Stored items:
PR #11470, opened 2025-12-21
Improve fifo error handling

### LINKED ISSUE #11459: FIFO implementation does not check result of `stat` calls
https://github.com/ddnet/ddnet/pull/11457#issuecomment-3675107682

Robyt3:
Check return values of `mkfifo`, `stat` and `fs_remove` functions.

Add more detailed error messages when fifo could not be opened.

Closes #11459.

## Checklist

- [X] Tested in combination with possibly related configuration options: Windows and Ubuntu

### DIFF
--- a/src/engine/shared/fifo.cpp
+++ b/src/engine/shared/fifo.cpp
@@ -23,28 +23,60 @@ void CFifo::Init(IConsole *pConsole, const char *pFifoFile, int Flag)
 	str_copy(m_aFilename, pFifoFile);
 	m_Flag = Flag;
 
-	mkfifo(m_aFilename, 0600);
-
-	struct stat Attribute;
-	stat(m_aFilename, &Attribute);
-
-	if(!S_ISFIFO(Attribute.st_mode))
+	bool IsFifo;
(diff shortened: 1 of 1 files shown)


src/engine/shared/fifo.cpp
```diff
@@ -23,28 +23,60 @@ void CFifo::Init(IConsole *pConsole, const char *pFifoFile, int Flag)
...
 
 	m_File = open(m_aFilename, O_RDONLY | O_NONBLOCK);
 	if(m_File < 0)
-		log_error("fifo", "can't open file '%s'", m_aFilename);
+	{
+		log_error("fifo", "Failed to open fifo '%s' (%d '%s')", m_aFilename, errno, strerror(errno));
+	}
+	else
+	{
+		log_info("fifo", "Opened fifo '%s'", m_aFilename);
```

## WHAT TO WORK ON:
Would you please write out the entries again exactly?

## ANSWER AREA:
PR #11470, opened 2025-12-21
Improve fifo error handling

### LINKED ISSUE #11459: FIFO implementation does not check result of `stat` calls
https://github.com/ddnet/ddnet/pull/11457#issuecomment-3675107682

Robyt3:
Check return values of `mkfifo`, `stat` and `fs_remove` functions.

Add more detailed error messages when fifo could not be opened.

Closes #11459.

## Checklist

- [X] Tested in combination with possibly related configuration options: Windows and Ubuntu

### DIFF
--- a/src/engine/shared/fifo.cpp
+++ b/src/engine/shared/fifo.cpp
@@ -23,28 +23,60 @@ void CFifo::Init(IConsole *pConsole, const char *pFifoFile, int Flag)
 	str_copy(m_aFilename, pFifoFile);
 	m_Flag = Flag;
 
-	mkfifo(m_aFilename, 0600);
-
-	struct stat Attribute;
-	stat(m_aFilename, &Attribute);
-
-	if(!S_ISFIFO(Attribute.st_mode))
+	bool IsFifo;
(diff shortened: 1 of 1 files shown)


src/engine/shared/fifo.cpp
```diff
@@ -23,28 +23,60 @@ void CFifo::Init(IConsole *pConsole, const char *pFifoFile, int Flag)
...
 
 	m_File = open(m_aFilename, O_RDONLY | O_NONBLOCK);
 	if(m_File < 0)
-		log_error("fifo", "can't open file '%s'", m_aFilename);
+	{
+		log_error("fifo", "Failed to open fifo '%s' (%d '%s')", m_aFilename, errno, strerror(errno));
+	}
+	else
+	{
+		log_info("fifo", "Opened fifo '%s'", m_aFilename);
```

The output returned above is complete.